Avons-nous décidé de léguer ce monde à nos enfants?

Publié le 28/07/2023 à 18:00

Avons-nous décidé de léguer ce monde à nos enfants?

Publié le 28/07/2023 à 18:00

La fumée des incendies de forêt au Québec et en Nouvelle-Écosse a été vue et sentie le 28 juin à Toronto. (Photo de Ian Willms/Getty Images)

ANALYSE ÉCONOMIQUE. Feux de forêt, vagues de chaleur extrême, pluies torrentielles… Les changements climatiques s’accélèrent sous nos yeux aux quatre coins de la planète. Pourtant, nos efforts collectifs sont loin d’être à la hauteur de la crise écologique qui nous menace.
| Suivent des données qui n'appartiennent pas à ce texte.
PR #512, opened 2017-01-09
BISERVER-13170-Always send post-processing parameters values to the server

EgorZhuk:
The 1st commit (java code) is a fix for the stackowerflow which is a regression after Ewok's work.
The 2nd is actually the bug fix. We don't reload the PromptPanel after 6.1 and even don't send a request to server after 7.0, so to show valid value we need to go and set it through widget API.
I'm resetting datespickers only here but probably we want the same logic for other inputs as well.
Please pay attention to date parsing, I assume we always have date in ISO format there.

### DIFF
--- a/package-res/reportviewer/reportviewer-prompt.js
+++ b/package-res/reportviewer/reportviewer-prompt.js
@@ -299,10 +299,7 @@ define([
           if(oldParams){
             oldParams.mapParameters( function (p) {
               if(names && names.indexOf(p.name) >= 0){
-                //Don't need to request formulas
-                if(p && (!p.attributes || (p.attributes && !p.attributes['post-processor-formula']))){
                   needToUpdate.push(p.name);
-                }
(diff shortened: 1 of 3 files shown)


EgorZhuk:
Depends on https://github.com/pentaho/pentaho-platform-plugin-common-ui/pull/919

EgorZhuk:
[NOT FOUND  ] pentaho-kettle#kettle-engine;7.1-SNAPSHOT!kettle-engine.jar(source) (0ms)
The kettle is boiling wingman's mind

EgorZhuk:
@tmorgner also green now

EgorZhuk:
Checked locally, tests pass, amended the commit

EgorZhuk:
He was bored and just waited for a joke before going back to his duties.

tmorgner:
I hate him too :)

PR #513, opened 2017-01-13
[BISERVER-13407]-ValidationQuery and Pooling options not sent to DB when datasource is defined in Manage DataSources Perspective

denisprotopopov:
- added receiving connection from PoolingDataSource
 - added unit tests

PR #514, opened 2017-01-16
[SP-3101][BISERVER-13407]-ValidationQuery and Pooling options not sen…

denisprotopopov:
…t to DB when datasource is defined in Manage DataSources Perspective

 - added receiving connection from PoolingDataSource
 - added unit tests

It should be merged atfer this https://github.com/pentaho/pentaho-platform-plugin-reporting/pull/513


tmorgner:
Merged. And given that this is the same code, I think it is safe to tell Wingman to stuff it and merge the master one as well.

PR #515, opened 2017-01-16
[SP-3102][BISERVER-13407]-ValidationQuery and Pooling options not sen…

denisprotopopov:
…t to DB when datasource is defined in Manage DataSources Perspective

 - added receiving connection from PoolingDataSource
 - added unit tests

It should be merged after this
https://github.com/pentaho/pentaho-platform-plugin-reporting/pull/513


tmorgner:
@denisprotopopov There are compile errors here. Probably because of older mocking libraries or something equally silly. Please adjust the test-case code to make it work.

PR #520, opened 2017-01-25
[SP-3236][BISERVER-13170]-Avoid Stackoverflow on cyclic parameter dep…

EgorZhuk:
…endencies.

Always send post-processing parameter selections to the server.


EgorZhuk:
@mchen-len-son @pamval @wingman-pentaho same CCC isue

mchen-len-son:
Local build is OK. All the tests are passing. No checkstyle violations.

PR #548, opened 2017-03-17
[SP-3342][PRD-5101]-Show a page control only for a paginated HTML out…

EgorZhuk:
…put type

#536 backport


EgorZhuk:
Works locally. Probably it's time to invest in a CCC issue resolution.

PR #549, opened 2017-03-20
[PIR-1326] add date for parameter xml

alina-ipatina:
@mchen-len-son @EgorZhuk @tmorgner please review.

### DIFF
--- a/core/src/main/java/org/pentaho/reporting/platform/plugin/ParameterXmlContentHandler.java
+++ b/core/src/main/java/org/pentaho/reporting/platform/plugin/ParameterXmlContentHandler.java
@@ -896,6 +896,7 @@ public class ParameterXmlContentHandler {
         final Element valuesElement = document.createElement( "values" ); //$NON-NLS-1$
         parameterElement.appendChild( valuesElement );
 
+        boolean valuesContainDateType = false;
         final ParameterValues possibleValues = asListParam.getValues( parameterContext );
         for ( int i = 0; i < possibleValues.getRowCount(); i++ ) {
           Object key = possibleValues.getKeyValue( i );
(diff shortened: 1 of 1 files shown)


tmorgner:
I dont think this is correct. 

I can see even without looking at the non-existing test code, that your code does not fix the problem. You merely rewrite what the current code does already. Then you blindly, and rather in a rude fashion attempt to hardcode date-type into the parameter if you encounter a date anywhere in the selected values.

But as far as I can tell, the problem here is not about selections, it is about how the UI displays dates.

Looking at the case and what the expected behaviour is, I would say you are "fixing" the wrong spot.

You should be fixing the PIR-UI, or the way the parameter is defined when a date-field is dragged into the filter section. 

If the parameter has a format-mask defined, the format mask should have been used to display the values. PIR is notorious with not matching model values with the state of the GUI - so that would be the first thing to check. When I look at the screenshots given in BACKLOG-5975, it looks as if the parameter should have had a "yy-MM-dd" format applied as default. 

If the parameter has no format mask defined, then things get a bit tricky:

If the field-type is **java.util.Date**, then you have to assume that the date object is actually a time-stamp. The older Java API for dates is badly defined, and Date does not mean the same as the word "Date" in English. 

Dates always carry a time-stamp, as the date is just a wrapper around a C-style Date (milliseconds since 1.1.1970). Other people have written [long essays](http://stackoverflow.com/questions/1969442/whats-wrong-with-java-date-time-api) about what is wrong with that sort of definition, so I wont repeat that here. 

If the field is a **java.sql.Date**, then yes, this is a days-only date and the timestamp part can be ignored.

If the field is a **java.sql.TimeStamp** then you are back at treating it as a datetime object, same as java.util.Date.

If the parameter has no formatting mask, then depending on the data-type used, you could default the parameter to a suitable formatting mask.

In no case would you change how dates are transfered over the network or how the server side interprets these dates. We transfer all dates (Timestamp and sql-Date) as ISO-8601 formatted date. This is a safe, well defined format and there is no need to change anything on that. Formatting is independent of the data transfer of values.

alina-ipatina:
@tmorgner thank you for review, could you please answer some questions.

During parameter creation parameter's type obtained from metadata as "DATE" and mapped to java.sql.Timestamp:
https://github.com/pentaho/pentaho-platform-plugin-interactive-reporting/blob/master/web/src/main/javascript/pir/pir/controller.js#L3516
https://github.com/pentaho/pentaho-platform-plugin-interactive-reporting/blob/master/web/src/main/javascript/pir/pir/controller.js#L86
As far as I can see there is no information in PIR UI about actual date type - is it java.sql.Timestamp or java.sql.Date.

What field do you mean in your notes? Date fields in model are java.sql.Timestamp by default.

PR #552, opened 2017-03-24
[BISERVER-13569]-Compare values in datepicker parameters carefully

EgorZhuk:
Enhanced the logic and covered it with tests.
There were several issues:
1) The timezone was added twice, when it was present in the value and the hint was aldo present.
2) Some Ausie and New Zeland timezones blowed things up. For some reason the format for 30/45 minutes timezones is different and not supported by JS dates. We have +09.530 and +11.7545 against regular +0930 and +1145 for Australian Nothern territory and NZ-CHAT timezones. By the way, the values with those timezones are not displayed in PUC ssatrting from a 6.1 GA. I've opend an issue PRD-5879
3) If the date is invalid we won't loop infinitely

### DIFF
--- a/core/src/main/javascript/reportviewer/reportviewer-prompt.js
+++ b/core/src/main/javascript/reportviewer/reportviewer-prompt.js
@@ -651,19 +651,62 @@ define([
           }
         } else {
           //Working with a plain parameter
-          //Already has a valid value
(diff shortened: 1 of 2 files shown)


pamval:
@diogofscmariano @afrjorge @annapopova1 please review

PR #563, opened 2017-04-25
[PRD-5879] Datepicker doesn't display a user selection if a date has a 30/45 minute time zone

Advent51:
- Offset formatting was fixed


Advent51:
@mbatchelor @tmorgner please review

Advent51:
This test successfully passed locally

tmorgner:
Dont worry about the test - there must be some flaky race condition or deadlock going on. We had similar troubles with that part of the test suite for quite a while.

You are only changing JS files, so if a Java test breaks as a result as your commit, you can be sure that your change is not the cause of it.

The file you changed is the exact same copy as the one in common-ui, so as long as the common-ui one has the tests, that should be fine. I created [BACKLOG-16159](http://jira.pentaho.com/browse/BACKLOG-16159) to simply remove the duplicate code. As my granny says: No code, no bugs.

PR #573, opened 2017-06-01
[BISERVER-12968] - Self Links defined in a PRPT chart do not work on the

PashkovichAndrei:
server

### DIFF
--- a/core/src/main/java/org/pentaho/reporting/platform/plugin/PentahoReportEnvironment.java
+++ b/core/src/main/java/org/pentaho/reporting/platform/plugin/PentahoReportEnvironment.java
@@ -12,7 +12,7 @@
  * without even the implied warranty of MERCHANTABILITY or FITNESS FOR A PARTICULAR PURPOSE.
  * See the GNU Lesser General Public License for more details.
  *
- * Copyright (c) 2002-2016 Pentaho Corporation..  All rights reserved.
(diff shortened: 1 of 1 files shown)


PashkovichAndrei:

tmorgner:
Make some changes to the "PentahoReportEnvironment" class here so that this class can correctly return the caller URL. 

How? Simple: First extend that class so that it accepts an repository-path as parameter in a new constructor. Mark the old constructor as deprecated.  Change the class so that it returns that path on the URL when asked for "selfURL". If no repository-path is set, return null. Be aware that it is possible for reports to not have a valid path. The URL you should return looks like ``fullyQualifiedServerUrl + "api/repos/" + encodedReportPath + "/viewer"``. 

Your current return value on "selfURL" will not produce a valid call for the report-viewer. I bet you did not test this, it obviously misses the path element.

Next, change both SimpleReportingAction and SimpleReportingComponent so that they supply a correct repository-path for the processed report to the new constructor. Construct the path from the information you have about the report at that time. If the report has been loaded from the JCR, use that path. When you look at SimpleReportingAction#getReport you may notice that there are cases where the report is loaded from a stream. For this case you don't have a valid URL, and therefore pass null as URL into the constructor.

That should now be able to see a valid self-url links for all reports that do self-linking.

And once that is done, and there are test-cases for this case as well (never ship new code without covering with tests!) make sure you also cover the interactive-reporting plugin in a similar fashion.

PR #574, opened 2017-06-14
[BISERVER-13663] Report goes into loop when date picker uses server t…

mchen-len-son:
…imezone after applying latest service packs

 - added date-only comparison for datepicker values to findChangedParameters func


mchen-len-son:
@tmorgner can you please take a look?

PR #575, opened 2017-06-16
[SP-3647][BISERVER-13663] Report goes into loop when date picker uses…

mchen-len-son:
… server timezone after applying latest service packs

 - added date-only comparison for datepicker values to findChangedParameters func


mchen-len-son:
@pamval @kolinus please take a look
thanks.

PR #577, opened 2017-06-16
[BISERVER-12968]-Self Links defined in a PRPT chart do not work on the

PashkovichAndrei:
server

### DIFF
--- a/core/src/main/java/org/pentaho/reporting/platform/plugin/SimpleReportingComponent.java
+++ b/core/src/main/java/org/pentaho/reporting/platform/plugin/SimpleReportingComponent.java
@@ -12,7 +12,7 @@
  * without even the implied warranty of MERCHANTABILITY or FITNESS FOR A PARTICULAR PURPOSE.
  * See the GNU Lesser General Public License for more details.
  *
- * Copyright (c) 2002-2016 Pentaho Corporation..  All rights reserved.
+ * Copyright (c) 2002-2017 Pentaho Corporation..  All rights reserved.
  */
 
 package org.pentaho.reporting.platform.plugin;
@@ -46,6 +46,7 @@ import org.pentaho.reporting.engine.classic.extensions.modules.java14print.Java1
 import org.pentaho.reporting.libraries.base.util.CSVQuoter;
 import org.pentaho.reporting.libraries.base.util.StringUtils;
 import org.pentaho.reporting.libraries.resourceloader.ResourceException;
+import org.pentaho.reporting.libraries.resourceloader.ResourceKey;
 import org.pentaho.reporting.libraries.xmlns.common.ParserUtil;
 import org.pentaho.reporting.platform.plugin.cache.NullReportCache;
 import org.pentaho.reporting.platform.plugin.cache.ReportCache;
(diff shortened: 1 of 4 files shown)


PashkovichAndrei:

pamval:
@tmorgner, please review when you get the chance

PashkovichAndrei:
@tmorgner, @pamval, @mbatchelor, could you please do review?

core/src/main/java/org/pentaho/reporting/platform/plugin/SimpleReportingComponent.java
```diff
@@ -588,6 +591,14 @@ private String extractContentLinkSpec() {
     }
   }
 
+  static String getReportPath( MasterReport report ) {
+    ResourceManager rm = report != null ? report.getResourceManager() : null;
+    BundleResourceManagerBackend backend = rm != null ? (BundleResourceManagerBackend) rm.getBackend() : null;
```
tmorgner: You cannot assume that in 100% of the cases. Some weird person may actually call this action/component with a self-constructed MasterReport instance that has not been loaded from a bundle. Use an "instanceof" check here.

You may find it safer to work directly with the resource-key itself. Have a look at the while-loop in "PentahoKettleTransFormFileProducer#computeFullFilename". Combined with a similar loop in AbstractKettleTransformationProducer#computeFullFilename" testing for java.io.File objects, this is the safest solution to the problem and handles all sort of weird side-cases (like loading a prpt-report contained in a zip or jar file).

PashkovichAndrei:

tmorgner:
Let me reapeat this outside of a hidden "code review" comment: 

Adding the "instanceof" check is a good example for a "bare minimum fix". Please adapt your code to locate the resource-key in the same way the KettleTransformationProducer does it. Copying that while-loop is not that hard!

For reference: This is the earlier comment:
You may find it safer to work directly with the resource-key itself. Have a look at the while-loop in "PentahoKettleTransFormFileProducer#computeFullFilename". Combined with a similar loop in AbstractKettleTransformationProducer#computeFullFilename" testing for java.io.File objects, this is the safest solution to the problem and handles all sort of weird side-cases (like loading a prpt-report contained in a zip or jar file).

PashkovichAndrei:

core/src/main/java/org/pentaho/reporting/platform/plugin/SimpleReportingComponent.java
```diff
@@ -588,6 +592,24 @@ private String extractContentLinkSpec() {
     }
   }
 
+  static String getReportPath( MasterReport report ) {
```
tmorgner: Try "report.getResourceKey()" for a change. That will give you the resource-key the report was loaded with without having to do all that unwrapping. Remember: If it is awfully complex, then you might be doing it wrong. 

    ResourceKey key = report.getResourceKey();

can replace all your first three lines of code, and you dont have to blind-cast the key-variable into a ResourceKey any more. How cool is that?

PashkovichAndrei:

PashkovichAndrei:
@tmorgner could you please have a look?

tmorgner:
That looks good now.

PR #583, opened 2017-09-19
[BACKLOG-18902] Reporting Prompts Button controls are different size height between Ruby and Sapphire

davidmsantos90:
@pentaho/millenniumfalcon please review


davidmsantos90:
@pentaho/millenniumfalcon locally every test runs ok, and also I didn't change any code, so this wingman error doesn't make sence

PR #588, opened 2017-09-26
[CLEANUP]: Ignore settings for Eclipse IDE.

TatsianaKasiankova:


tmorgner:
No functional change, and thus ignoring wingman.

PR #589, opened 2017-09-28
[BISERVER-13685]: The certain report with Post Processing Formulas and data pickers goes into a loop and it never stops

TatsianaKasiankova:
The problem arises on changing value in data-picker parameter at the certain conditions:
1)Parameter has data-format;
2)Parameter has post-processor-formula;
3)Post-processor-formula generates the date in the format that differs from data-format;

Parameter xml generated for Report Viewer contains date in the internal transport format (ISO-8601) used by Pentaho Reporting Engine.
But also parameter can contain its own data-format.
We need to convert dates from/to these formats to compare them correctly.
Now we do not do this one.
That is why on comparying "old" and "new" data in the function _compareDatesOnly we compare two different dates in fact .
And of course they are not equall and we try to set up the "new" value again and again.

The fix is to apply parameter's defined format and the transport formatters to "old" and "new" dates before their comparying.

### DIFF
--- a/core/src/main/javascript/reportviewer/reportviewer-prompt.js
+++ b/core/src/main/javascript/reportviewer/reportviewer-prompt.js
@@ -23,8 +23,9 @@ define([
   "common-ui/jquery-clean",
   "common-ui/underscore",
   "cdf/dashboard/Utils",
-  "dojo/dom-class"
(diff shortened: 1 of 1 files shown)


TatsianaKasiankova:
@tmorgner , @pamval Hi, please review the PR.

pamval:
@diogofscmariano @afrjorge @annapopova1 please review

Avons-nous d’ores et déjà décidé de lancer la serviette et de léguer un monde plus chaud, hostile et instable à nos enfants?

La question se pose devant le manque d’ambition des gouvernements, des entreprises et des particuliers pour réduire leurs émissions de gaz à effet de serre (GES). 

Pourtant, nous savons prendre des actions difficiles et efficaces dans certaines situations de nature économique.

Quand vient le temps de sauver une entreprise au bord de la faillite, nous savons ce qu’il faut faire rapidement: sabrer massivement les dépenses et vendre des actifs, tout en essayant de générer de nouveaux revenus.

Mais ça fait mal.

C’est la même chose pour s’attaquer au budget déficitaire d’un gouvernement dans le rouge et surendetté: il faut réduire les services, tout en taxant davantage les entreprises et les mieux nantis.

Ça fait encore plus mal.

Idem pour combattre l’inflation qui gruge le pouvoir d’achat et l’épargne des particuliers: pour ralentir l’économie, les banques centrales doivent augmenter les taux d’intérêt, ce qui fait bondir les coûts d’emprunt des entreprises et des particuliers, incluant leur hypothèque.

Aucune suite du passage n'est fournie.